(Stored data)
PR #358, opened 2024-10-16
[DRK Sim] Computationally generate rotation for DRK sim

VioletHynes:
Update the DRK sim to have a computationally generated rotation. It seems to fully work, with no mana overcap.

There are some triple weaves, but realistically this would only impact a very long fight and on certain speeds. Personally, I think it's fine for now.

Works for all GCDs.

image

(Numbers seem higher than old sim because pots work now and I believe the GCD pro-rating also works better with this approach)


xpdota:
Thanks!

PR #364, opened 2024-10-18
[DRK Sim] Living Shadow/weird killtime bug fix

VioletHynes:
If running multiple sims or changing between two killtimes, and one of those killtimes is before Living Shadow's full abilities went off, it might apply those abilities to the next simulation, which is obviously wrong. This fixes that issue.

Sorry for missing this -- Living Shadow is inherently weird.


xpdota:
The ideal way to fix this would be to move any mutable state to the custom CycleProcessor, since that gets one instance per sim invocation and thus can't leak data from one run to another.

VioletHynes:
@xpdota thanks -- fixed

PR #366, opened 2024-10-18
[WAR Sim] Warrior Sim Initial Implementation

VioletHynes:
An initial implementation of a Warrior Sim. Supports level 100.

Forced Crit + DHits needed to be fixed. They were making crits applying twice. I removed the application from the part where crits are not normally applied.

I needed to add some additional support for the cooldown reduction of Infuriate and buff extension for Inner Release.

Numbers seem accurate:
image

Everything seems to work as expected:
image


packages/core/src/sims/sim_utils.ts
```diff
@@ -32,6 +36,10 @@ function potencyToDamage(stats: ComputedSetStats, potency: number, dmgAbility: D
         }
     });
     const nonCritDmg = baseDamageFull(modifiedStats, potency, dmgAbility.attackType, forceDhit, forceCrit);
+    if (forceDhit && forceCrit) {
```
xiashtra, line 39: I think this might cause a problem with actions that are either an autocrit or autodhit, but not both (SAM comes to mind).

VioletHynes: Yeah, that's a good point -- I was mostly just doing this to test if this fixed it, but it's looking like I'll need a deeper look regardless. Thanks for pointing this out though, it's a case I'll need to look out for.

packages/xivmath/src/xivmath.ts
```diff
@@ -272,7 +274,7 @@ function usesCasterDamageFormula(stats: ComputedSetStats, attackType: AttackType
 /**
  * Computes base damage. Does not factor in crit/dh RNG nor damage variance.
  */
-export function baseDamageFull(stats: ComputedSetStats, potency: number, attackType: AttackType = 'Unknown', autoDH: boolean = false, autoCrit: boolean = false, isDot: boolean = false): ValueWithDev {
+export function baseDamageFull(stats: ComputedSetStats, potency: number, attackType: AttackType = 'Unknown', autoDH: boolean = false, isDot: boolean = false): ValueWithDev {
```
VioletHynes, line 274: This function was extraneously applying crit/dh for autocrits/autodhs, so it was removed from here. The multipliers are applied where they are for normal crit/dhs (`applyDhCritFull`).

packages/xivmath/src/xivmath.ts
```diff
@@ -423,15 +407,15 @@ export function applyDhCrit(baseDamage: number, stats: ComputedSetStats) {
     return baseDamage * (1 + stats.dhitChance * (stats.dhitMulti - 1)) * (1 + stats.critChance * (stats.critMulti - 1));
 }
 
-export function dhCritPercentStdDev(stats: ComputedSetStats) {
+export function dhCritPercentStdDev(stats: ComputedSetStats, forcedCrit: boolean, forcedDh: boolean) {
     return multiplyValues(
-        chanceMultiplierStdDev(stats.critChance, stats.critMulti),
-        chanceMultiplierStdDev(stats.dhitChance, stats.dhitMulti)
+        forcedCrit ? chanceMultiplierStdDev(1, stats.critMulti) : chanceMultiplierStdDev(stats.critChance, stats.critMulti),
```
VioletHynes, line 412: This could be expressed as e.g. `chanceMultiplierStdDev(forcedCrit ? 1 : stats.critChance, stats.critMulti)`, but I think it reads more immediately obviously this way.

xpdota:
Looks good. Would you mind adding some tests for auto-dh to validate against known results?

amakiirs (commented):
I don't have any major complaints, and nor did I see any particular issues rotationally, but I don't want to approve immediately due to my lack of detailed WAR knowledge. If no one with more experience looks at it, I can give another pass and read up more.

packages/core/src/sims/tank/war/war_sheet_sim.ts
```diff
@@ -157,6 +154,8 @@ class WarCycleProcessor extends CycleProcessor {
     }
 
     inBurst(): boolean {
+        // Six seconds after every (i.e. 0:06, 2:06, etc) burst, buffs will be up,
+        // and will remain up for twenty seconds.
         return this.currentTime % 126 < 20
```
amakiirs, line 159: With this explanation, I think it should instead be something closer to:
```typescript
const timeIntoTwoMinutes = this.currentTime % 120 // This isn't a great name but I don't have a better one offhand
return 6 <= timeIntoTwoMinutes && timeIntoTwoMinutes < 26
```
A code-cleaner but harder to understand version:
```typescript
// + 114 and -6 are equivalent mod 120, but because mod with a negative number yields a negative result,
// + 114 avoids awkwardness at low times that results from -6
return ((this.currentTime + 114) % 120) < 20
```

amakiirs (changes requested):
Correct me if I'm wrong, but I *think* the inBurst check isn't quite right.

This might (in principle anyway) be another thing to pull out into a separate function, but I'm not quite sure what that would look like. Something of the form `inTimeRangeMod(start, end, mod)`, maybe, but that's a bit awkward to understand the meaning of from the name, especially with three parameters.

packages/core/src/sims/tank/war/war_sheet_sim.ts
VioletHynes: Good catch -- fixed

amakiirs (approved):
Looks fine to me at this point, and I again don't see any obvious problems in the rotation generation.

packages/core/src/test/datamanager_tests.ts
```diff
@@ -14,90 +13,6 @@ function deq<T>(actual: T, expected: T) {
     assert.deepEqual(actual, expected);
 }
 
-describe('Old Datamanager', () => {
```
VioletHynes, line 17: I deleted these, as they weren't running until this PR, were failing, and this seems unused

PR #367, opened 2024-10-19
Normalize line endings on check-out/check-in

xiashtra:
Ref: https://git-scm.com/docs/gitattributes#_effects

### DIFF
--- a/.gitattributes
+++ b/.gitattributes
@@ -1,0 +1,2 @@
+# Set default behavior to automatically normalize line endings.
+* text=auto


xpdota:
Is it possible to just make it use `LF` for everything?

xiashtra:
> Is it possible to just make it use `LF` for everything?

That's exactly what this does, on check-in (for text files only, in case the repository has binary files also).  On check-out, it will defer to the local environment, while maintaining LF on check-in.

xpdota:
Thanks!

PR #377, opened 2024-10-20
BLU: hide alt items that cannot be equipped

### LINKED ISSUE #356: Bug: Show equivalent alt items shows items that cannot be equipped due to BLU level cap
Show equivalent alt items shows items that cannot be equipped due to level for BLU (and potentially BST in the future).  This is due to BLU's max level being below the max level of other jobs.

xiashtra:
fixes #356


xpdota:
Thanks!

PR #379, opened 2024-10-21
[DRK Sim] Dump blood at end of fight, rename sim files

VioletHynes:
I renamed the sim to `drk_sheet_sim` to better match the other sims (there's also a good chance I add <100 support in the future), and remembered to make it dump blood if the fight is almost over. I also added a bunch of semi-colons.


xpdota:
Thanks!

(PROBLEM TO SOLVE)
Could you restate every entry above word for word?

(OUTPUT BELOW)
PR #358, opened 2024-10-16
[DRK Sim] Computationally generate rotation for DRK sim

VioletHynes:
Update the DRK sim to have a computationally generated rotation. It seems to fully work, with no mana overcap.

There are some triple weaves, but realistically this would only impact a very long fight and on certain speeds. Personally, I think it's fine for now.

Works for all GCDs.

image

(Numbers seem higher than old sim because pots work now and I believe the GCD pro-rating also works better with this approach)


xpdota:
Thanks!

PR #364, opened 2024-10-18
[DRK Sim] Living Shadow/weird killtime bug fix

VioletHynes:
If running multiple sims or changing between two killtimes, and one of those killtimes is before Living Shadow's full abilities went off, it might apply those abilities to the next simulation, which is obviously wrong. This fixes that issue.

Sorry for missing this -- Living Shadow is inherently weird.


xpdota:
The ideal way to fix this would be to move any mutable state to the custom CycleProcessor, since that gets one instance per sim invocation and thus can't leak data from one run to another.

VioletHynes:
@xpdota thanks -- fixed

PR #366, opened 2024-10-18
[WAR Sim] Warrior Sim Initial Implementation

VioletHynes:
An initial implementation of a Warrior Sim. Supports level 100.

Forced Crit + DHits needed to be fixed. They were making crits applying twice. I removed the application from the part where crits are not normally applied.

I needed to add some additional support for the cooldown reduction of Infuriate and buff extension for Inner Release.

Numbers seem accurate:
image

Everything seems to work as expected:
image


packages/core/src/sims/sim_utils.ts
```diff
@@ -32,6 +36,10 @@ function potencyToDamage(stats: ComputedSetStats, potency: number, dmgAbility: D
         }
     });
     const nonCritDmg = baseDamageFull(modifiedStats, potency, dmgAbility.attackType, forceDhit, forceCrit);
+    if (forceDhit && forceCrit) {
```
xiashtra, line 39: I think this might cause a problem with actions that are either an autocrit or autodhit, but not both (SAM comes to mind).

VioletHynes: Yeah, that's a good point -- I was mostly just doing this to test if this fixed it, but it's looking like I'll need a deeper look regardless. Thanks for pointing this out though, it's a case I'll need to look out for.

packages/xivmath/src/xivmath.ts
```diff
@@ -272,7 +274,7 @@ function usesCasterDamageFormula(stats: ComputedSetStats, attackType: AttackType
 /**
  * Computes base damage. Does not factor in crit/dh RNG nor damage variance.
  */
-export function baseDamageFull(stats: ComputedSetStats, potency: number, attackType: AttackType = 'Unknown', autoDH: boolean = false, autoCrit: boolean = false, isDot: boolean = false): ValueWithDev {
+export function baseDamageFull(stats: ComputedSetStats, potency: number, attackType: AttackType = 'Unknown', autoDH: boolean = false, isDot: boolean = false): ValueWithDev {
```
VioletHynes, line 274: This function was extraneously applying crit/dh for autocrits/autodhs, so it was removed from here. The multipliers are applied where they are for normal crit/dhs (`applyDhCritFull`).

packages/xivmath/src/xivmath.ts
```diff
@@ -423,15 +407,15 @@ export function applyDhCrit(baseDamage: number, stats: ComputedSetStats) {
     return baseDamage * (1 + stats.dhitChance * (stats.dhitMulti - 1)) * (1 + stats.critChance * (stats.critMulti - 1));
 }
 
-export function dhCritPercentStdDev(stats: ComputedSetStats) {
+export function dhCritPercentStdDev(stats: ComputedSetStats, forcedCrit: boolean, forcedDh: boolean) {
     return multiplyValues(
-        chanceMultiplierStdDev(stats.critChance, stats.critMulti),
-        chanceMultiplierStdDev(stats.dhitChance, stats.dhitMulti)
+        forcedCrit ? chanceMultiplierStdDev(1, stats.critMulti) : chanceMultiplierStdDev(stats.critChance, stats.critMulti),
```
VioletHynes, line 412: This could be expressed as e.g. `chanceMultiplierStdDev(forcedCrit ? 1 : stats.critChance, stats.critMulti)`, but I think it reads more immediately obviously this way.

xpdota:
Looks good. Would you mind adding some tests for auto-dh to validate against known results?

amakiirs (commented):
I don't have any major complaints, and nor did I see any particular issues rotationally, but I don't want to approve immediately due to my lack of detailed WAR knowledge. If no one with more experience looks at it, I can give another pass and read up more.

packages/core/src/sims/tank/war/war_sheet_sim.ts
```diff
@@ -157,6 +154,8 @@ class WarCycleProcessor extends CycleProcessor {
     }
 
     inBurst(): boolean {
+        // Six seconds after every (i.e. 0:06, 2:06, etc) burst, buffs will be up,
+        // and will remain up for twenty seconds.
         return this.currentTime % 126 < 20
```
amakiirs, line 159: With this explanation, I think it should instead be something closer to:
```typescript
const timeIntoTwoMinutes = this.currentTime % 120 // This isn't a great name but I don't have a better one offhand
return 6 <= timeIntoTwoMinutes && timeIntoTwoMinutes < 26
```
A code-cleaner but harder to understand version:
```typescript
// + 114 and -6 are equivalent mod 120, but because mod with a negative number yields a negative result,
// + 114 avoids awkwardness at low times that results from -6
return ((this.currentTime + 114) % 120) < 20
```

amakiirs (changes requested):
Correct me if I'm wrong, but I *think* the inBurst check isn't quite right.

This might (in principle anyway) be another thing to pull out into a separate function, but I'm not quite sure what that would look like. Something of the form `inTimeRangeMod(start, end, mod)`, maybe, but that's a bit awkward to understand the meaning of from the name, especially with three parameters.

packages/core/src/sims/tank/war/war_sheet_sim.ts
VioletHynes: Good catch -- fixed

amakiirs (approved):
Looks fine to me at this point, and I again don't see any obvious problems in the rotation generation.

packages/core/src/test/datamanager_tests.ts
```diff
@@ -14,90 +13,6 @@ function deq<T>(actual: T, expected: T) {
     assert.deepEqual(actual, expected);
 }
 
-describe('Old Datamanager', () => {
```
VioletHynes, line 17: I deleted these, as they weren't running until this PR, were failing, and this seems unused

PR #367, opened 2024-10-19
Normalize line endings on check-out/check-in

xiashtra:
Ref: https://git-scm.com/docs/gitattributes#_effects

### DIFF
--- a/.gitattributes
+++ b/.gitattributes
@@ -1,0 +1,2 @@
+# Set default behavior to automatically normalize line endings.
+* text=auto


xpdota:
Is it possible to just make it use `LF` for everything?

xiashtra:
> Is it possible to just make it use `LF` for everything?

That's exactly what this does, on check-in (for text files only, in case the repository has binary files also).  On check-out, it will defer to the local environment, while maintaining LF on check-in.

xpdota:
Thanks!

PR #377, opened 2024-10-20
BLU: hide alt items that cannot be equipped

### LINKED ISSUE #356: Bug: Show equivalent alt items shows items that cannot be equipped due to BLU level cap
Show equivalent alt items shows items that cannot be equipped due to level for BLU (and potentially BST in the future).  This is due to BLU's max level being below the max level of other jobs.

xiashtra:
fixes #356


xpdota:
Thanks!

PR #379, opened 2024-10-21
[DRK Sim] Dump blood at end of fight, rename sim files

VioletHynes:
I renamed the sim to `drk_sheet_sim` to better match the other sims (there's also a good chance I add <100 support in the future), and remembered to make it dump blood if the fight is almost over. I also added a bunch of semi-colons.


xpdota:
Thanks!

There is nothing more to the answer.